There are a couple of other interesting things going on once we get past our opening sequence (see ugly below). We have characters die early that a long time horror movie watcher would have picked as the final girl. We have characters survive that in a regular horror film would never see the second reel. That alone is worth a few points.

Irrational Fear’s soundtrack (Dylan Curzon) is decent for this kind of film. While the rest of the acting will not cause Daniel Day-Lewis to look over his shoulder, it is certainly passable for this kind of affair. At least things happen in Irrational Fear. This is no Terror at Tenkiller.

The Bad

The Bad: Remember when you saw Steven Soderbergh’s Unsane and said to yourself, man I cannot believe they shot this on an iPhone? Irrational fear is one of those movies where you will also be saying, man, I cannot believe they shot this on an iPhone. Just with a different tone to your voice.

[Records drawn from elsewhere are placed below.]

PR #10611, opened 2026-05-14
Add server opt-in for client-side preview placeholders

zhiltsov-max:
## Summary

Server side
- Preview endpoints (`/api/{projects,tasks,jobs}/{id}/preview`) accept `Prefer: handling=empty` (RFC 7240). When the entity has no media-derived preview, the server responds `204 No Content` with `Preference-Applied: handling=empty` and `Vary: Prefer`. Without the header, the response is `200` + default PNG.
- "No media-derived preview" covers point-cloud tasks and audio tasks without an embedded cover image.

Client side (cvat-core)
- `serverProxy.*.getPreview` sends `Prefer: handling=empty` automatically and yields `PREVIEW_DEFAULT` on 204; `resolvePreviewResponse(response, mediaType)` returns a placeholder URL (or `''`) for that case and a data URL for real previews.
- Placeholder URL map is owned by the consumer through the existing config mechanism: `cvat.config.previewPlaceholders: Record<MediaType, string>`. cvat-core has no asset paths baked in.
- New `mediaType` accessor on `Task` / `Job`. `SerializedTask.media_type | mode | dimension` are typed as `?: T`.

Client side (cvat-ui)
- Registers placeholder URLs at init: `point_cloud` → `/assets/point_cloud_preview.png`, `audio` → `/assets/audio_preview.png`.
- `preview.tsx` consumes the URL returned by cvat-core.

The split lets the UI decide how to present placeholders and distinguish them from real previews, and avoids transferring the default PNG per entity for media types without a derived preview.

## Test plan

- [x] Parametrized REST test: `pytest tests/python/rest_api/test_tasks.py::TestPreviewPreferHeader`
- [ ] Manual: `curl -i -H 'Prefer: handling=empty' /api/tasks/<3D-task>/preview` → `204`; without the header → `200` + PNG.
- [ ] Manual: same for an audio task without a cover image.
- [ ] Manual UI: 3D and audio (no cover) task/job tiles render bundled placeholders; 2D and audio-with-cover tiles render real previews.


cvat-core/src/server-response-types.ts
```diff
@@ -111,6 +111,7 @@ export interface SerializedTask {
     data_original_chunk_type: ChunkType;
     data_cloud_storage_id: number | null;
     dimension: DimensionType;
+    media_type: MediaType | '';
```
bsekachev: Do we need a default value for media_type? Are there any cases when Job/Task do not return media type?

cvat-core/src/frames.ts
```diff
@@ -880,6 +891,27 @@ export function decodePreview(preview: Blob): Promise<string> {
...
+): Promise<string> {
+    if (response === null) {
+        return '';
+    }
+    if (response === PREVIEW_DEFAULT) {
+        const kind = placeholderKindFor(mediaType);
+        return kind ? `${PREVIEW_PLACEHOLDER_PREFIX}${kind}` : '';
+    }
+    return decodePreview(response);
+}
```
bsekachev: For better readability, would propose

if (response === PREVIEW_DEFAULT and mediaType) {
    ...
} else if (response) {
    return decodePreview();
}

return '';

cvat-core/src/session.ts
```diff
@@ -696,6 +699,10 @@ export class Job extends Session {
         return this.#data.dimension;
     }
 
+    public get mediaType(): MediaType | '' {
+        return this.#data.media_type;
```
bsekachev: You declare `MediaType | ''` but return `MediaType` or `undefined`. 

Anyway, I do not see any reason to have empty string as a default value for media type in this implementation 
It may be normal value or undefined.

cvat-core/src/session.ts
```diff
@@ -1096,6 +1106,9 @@ export class Task extends Session {
                 dimension: {
                     get: () => data.dimension,
                 },
+                mediaType: {
+                    get: () => data.media_type,
```
bsekachev, line 1138: The same comment

cvat-ui/src/components/common/preview.tsx
```diff
@@ -9,10 +9,16 @@ import { PictureOutlined } from '@ant-design/icons';
...
-import { Job, Task, Project } from 'cvat-core-wrapper';
+import {
+    Job, Task, Project, isPreviewPlaceholder, previewPlaceholderKind,
+} from 'cvat-core-wrapper';
 import MLModel from 'cvat-core/src/ml-model';
 import { previewQueue, getRequestId } from 'utils/preview-queue';
 
+const PLACEHOLDER_ASSETS: Record<string, string> = {
+    point_cloud: '/assets/point_cloud_preview.png',
+};
```
bsekachev: The small idea to simplify all code is to pass placeholder urls to `cvat-core`, by using its configuration mechanism: cvat_enterprise/cvat/cvat-core/src/config.ts

You need to add config setter in cvat_enterprise/cvat/cvat-core/src/api.ts

From cvat-ui:

```
core.config.previewPlaceholders = {
    {mediaType}: 'url',
},
```

Thus cvat-core will return urls for supported media types.

cvat-core/src/server-response-types.ts
zhiltsov-max: Tasks without data have empty media type, as well as dimension, and mode. Chunk types are not included in the server responses. All of this is only for tasks, jobs are guaranteed to have values, as they are created after data uploading.

bsekachev: Below I wrote that another default value `''` seems unnecessary. 
We already have `undefined`.

zhiltsov-max: Just to confirm, so your suggestion is to convert `''` to `undefined` after receiving the response?

bsekachev: Yes, I believe semantic of these values in current implementation is the same (literally - media type not defined).
Instead of `mediaType: MediaType | '' | undefined` we may use just `mediaType?: MediaType`

zhiltsov-max:
@codex review

cvat-core/src/server-response-types.ts
zhiltsov-max: Ok, updated to handle just after at the server response. Dimension and mode aligned as well.

cvat-core/src/frames.ts
zhiltsov-max: Updated.

cvat-ui/src/components/common/preview.tsx
zhiltsov-max: Ok, done.

bsekachev (approved):

PR #10612, opened 2026-05-15
Add Dependabot updates for Python requirements

azhavoro:
## Summary

- Add Dependabot version updates for GitHub Actions, root Dockerfiles, and Python requirement source files.
- Configure Python Dependabot updates to ignore generated `*.txt` lock files and `all.in`.
- Add a workflow that regenerates Python requirement lock files on Dependabot PRs after `*.in` files change.
- Set the requirements Python version to 3.10 so Dependabot resolves the same Python dependency graph as the project tooling.
- Update Shapely to a version that can be resolved in the Dependabot environment.

## Notes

So yes, there is some shaky cam with a feeling that the movie was filmed on whoever’s phone was charged at the moment. The gore effects are lacking and there are no nudity or action scenes to spice things up.

The Ugly

The Ugly: The opening sequence of irrational Fear is so bad I almost didn’t continue. With really poor camera work and an irrational kill. (Self inflicted knitting needle through the skull. How exactly?) It is so bad my own irrational fear of terrible homemade movies was in full panic mode.

In Conclusion

In Conclusion: Irrational Fear is let down by a non-existent budget and some dodgy cinematography. (Not to mention all the sets are someone’s cabin or a community college). Outside of the budgetary issues, the script really doesn’t have much of a twist. Some good ideas that are never fully baked and the lack of exploitation hurts such an effort. However, if you can make it past the first five minutes, there are some interesting pieces and performances here and there.